(Stored items)
-=-=-
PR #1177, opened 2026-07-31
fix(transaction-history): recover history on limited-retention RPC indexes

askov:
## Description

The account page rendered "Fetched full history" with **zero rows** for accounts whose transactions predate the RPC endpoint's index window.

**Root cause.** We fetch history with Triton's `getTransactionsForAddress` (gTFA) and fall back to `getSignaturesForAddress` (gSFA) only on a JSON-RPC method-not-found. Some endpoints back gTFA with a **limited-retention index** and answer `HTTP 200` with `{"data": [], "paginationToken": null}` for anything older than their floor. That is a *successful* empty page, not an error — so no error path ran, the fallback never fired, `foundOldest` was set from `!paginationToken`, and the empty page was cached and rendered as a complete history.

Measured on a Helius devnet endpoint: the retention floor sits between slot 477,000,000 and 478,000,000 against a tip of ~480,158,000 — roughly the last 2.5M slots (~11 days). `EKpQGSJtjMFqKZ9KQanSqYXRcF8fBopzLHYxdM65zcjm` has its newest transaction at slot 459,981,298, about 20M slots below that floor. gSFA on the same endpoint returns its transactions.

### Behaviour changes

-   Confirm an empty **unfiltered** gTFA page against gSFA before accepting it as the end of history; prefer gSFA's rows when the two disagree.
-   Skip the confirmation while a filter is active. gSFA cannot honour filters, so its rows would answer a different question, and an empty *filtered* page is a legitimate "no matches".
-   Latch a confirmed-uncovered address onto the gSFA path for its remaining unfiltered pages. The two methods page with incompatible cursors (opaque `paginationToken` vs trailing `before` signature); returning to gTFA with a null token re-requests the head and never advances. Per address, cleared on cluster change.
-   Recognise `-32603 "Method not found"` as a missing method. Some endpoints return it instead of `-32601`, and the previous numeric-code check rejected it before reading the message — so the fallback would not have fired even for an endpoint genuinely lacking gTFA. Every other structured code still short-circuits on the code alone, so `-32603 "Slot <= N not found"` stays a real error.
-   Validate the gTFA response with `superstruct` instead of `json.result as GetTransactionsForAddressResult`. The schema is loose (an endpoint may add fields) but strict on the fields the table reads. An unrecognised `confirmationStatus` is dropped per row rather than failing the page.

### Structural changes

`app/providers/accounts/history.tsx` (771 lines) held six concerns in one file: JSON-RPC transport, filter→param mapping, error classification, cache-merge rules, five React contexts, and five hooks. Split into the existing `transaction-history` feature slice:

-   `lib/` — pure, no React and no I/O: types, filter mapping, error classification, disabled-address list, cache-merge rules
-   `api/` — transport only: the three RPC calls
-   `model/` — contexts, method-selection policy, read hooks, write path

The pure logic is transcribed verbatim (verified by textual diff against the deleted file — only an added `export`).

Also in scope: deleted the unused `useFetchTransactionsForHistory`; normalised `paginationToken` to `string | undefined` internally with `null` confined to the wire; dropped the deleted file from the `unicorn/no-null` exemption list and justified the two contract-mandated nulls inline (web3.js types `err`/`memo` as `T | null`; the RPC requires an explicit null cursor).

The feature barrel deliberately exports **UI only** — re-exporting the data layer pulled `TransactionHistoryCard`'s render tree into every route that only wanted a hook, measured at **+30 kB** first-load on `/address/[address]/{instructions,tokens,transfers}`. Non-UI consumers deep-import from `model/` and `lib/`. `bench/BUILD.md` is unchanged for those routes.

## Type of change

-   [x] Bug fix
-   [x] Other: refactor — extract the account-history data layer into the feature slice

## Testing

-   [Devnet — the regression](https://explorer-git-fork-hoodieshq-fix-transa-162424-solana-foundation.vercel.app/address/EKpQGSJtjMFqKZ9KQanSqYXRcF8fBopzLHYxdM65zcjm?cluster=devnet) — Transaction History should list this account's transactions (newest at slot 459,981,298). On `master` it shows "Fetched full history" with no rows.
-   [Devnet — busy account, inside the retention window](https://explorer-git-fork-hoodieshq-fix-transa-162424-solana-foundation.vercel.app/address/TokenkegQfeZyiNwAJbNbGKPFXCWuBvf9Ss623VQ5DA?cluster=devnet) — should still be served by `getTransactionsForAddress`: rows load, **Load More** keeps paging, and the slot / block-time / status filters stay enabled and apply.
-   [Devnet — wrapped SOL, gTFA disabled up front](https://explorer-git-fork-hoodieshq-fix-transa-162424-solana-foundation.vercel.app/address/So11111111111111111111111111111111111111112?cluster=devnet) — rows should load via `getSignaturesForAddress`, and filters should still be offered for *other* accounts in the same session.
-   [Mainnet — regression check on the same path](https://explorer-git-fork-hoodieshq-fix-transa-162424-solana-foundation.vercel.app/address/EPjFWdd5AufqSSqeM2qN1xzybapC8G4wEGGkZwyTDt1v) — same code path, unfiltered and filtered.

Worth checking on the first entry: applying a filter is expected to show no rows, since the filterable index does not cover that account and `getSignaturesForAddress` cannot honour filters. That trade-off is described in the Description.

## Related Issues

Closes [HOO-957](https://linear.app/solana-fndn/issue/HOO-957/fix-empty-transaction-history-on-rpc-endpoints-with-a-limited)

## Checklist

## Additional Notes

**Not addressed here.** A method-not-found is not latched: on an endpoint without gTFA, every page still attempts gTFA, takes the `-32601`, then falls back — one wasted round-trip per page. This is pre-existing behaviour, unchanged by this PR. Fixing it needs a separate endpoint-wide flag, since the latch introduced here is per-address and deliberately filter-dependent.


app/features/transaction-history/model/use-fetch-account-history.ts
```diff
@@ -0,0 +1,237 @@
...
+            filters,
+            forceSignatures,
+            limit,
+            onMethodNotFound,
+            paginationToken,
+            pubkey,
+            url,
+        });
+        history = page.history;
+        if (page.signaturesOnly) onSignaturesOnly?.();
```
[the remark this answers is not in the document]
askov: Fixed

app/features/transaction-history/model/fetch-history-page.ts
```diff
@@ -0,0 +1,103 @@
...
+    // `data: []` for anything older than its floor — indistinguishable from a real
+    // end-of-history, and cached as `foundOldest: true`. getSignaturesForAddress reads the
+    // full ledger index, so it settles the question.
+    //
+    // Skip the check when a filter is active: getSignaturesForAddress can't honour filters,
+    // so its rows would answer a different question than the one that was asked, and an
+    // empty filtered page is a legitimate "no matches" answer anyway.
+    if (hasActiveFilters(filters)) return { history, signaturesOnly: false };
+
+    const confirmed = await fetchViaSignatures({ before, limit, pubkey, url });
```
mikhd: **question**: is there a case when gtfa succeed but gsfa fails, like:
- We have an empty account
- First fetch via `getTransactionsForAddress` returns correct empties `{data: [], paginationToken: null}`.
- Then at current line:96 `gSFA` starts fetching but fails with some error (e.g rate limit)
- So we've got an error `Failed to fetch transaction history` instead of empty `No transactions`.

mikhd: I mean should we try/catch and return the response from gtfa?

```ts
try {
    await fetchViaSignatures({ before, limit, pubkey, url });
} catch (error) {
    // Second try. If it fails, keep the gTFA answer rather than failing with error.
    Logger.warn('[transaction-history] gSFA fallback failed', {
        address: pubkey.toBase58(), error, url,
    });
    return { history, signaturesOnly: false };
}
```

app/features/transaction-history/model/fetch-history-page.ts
-=-=-
* What to do
The lines to copy run from the start of the records above through the line holding "The account page"; give them exactly, both ends included, and nothing else.

* Task output
PR #1177, opened 2026-07-31
fix(transaction-history): recover history on limited-retention RPC indexes

askov:
## Description

The account page rendered "Fetched full history" with **zero rows** for accounts whose transactions predate the RPC endpoint's index window.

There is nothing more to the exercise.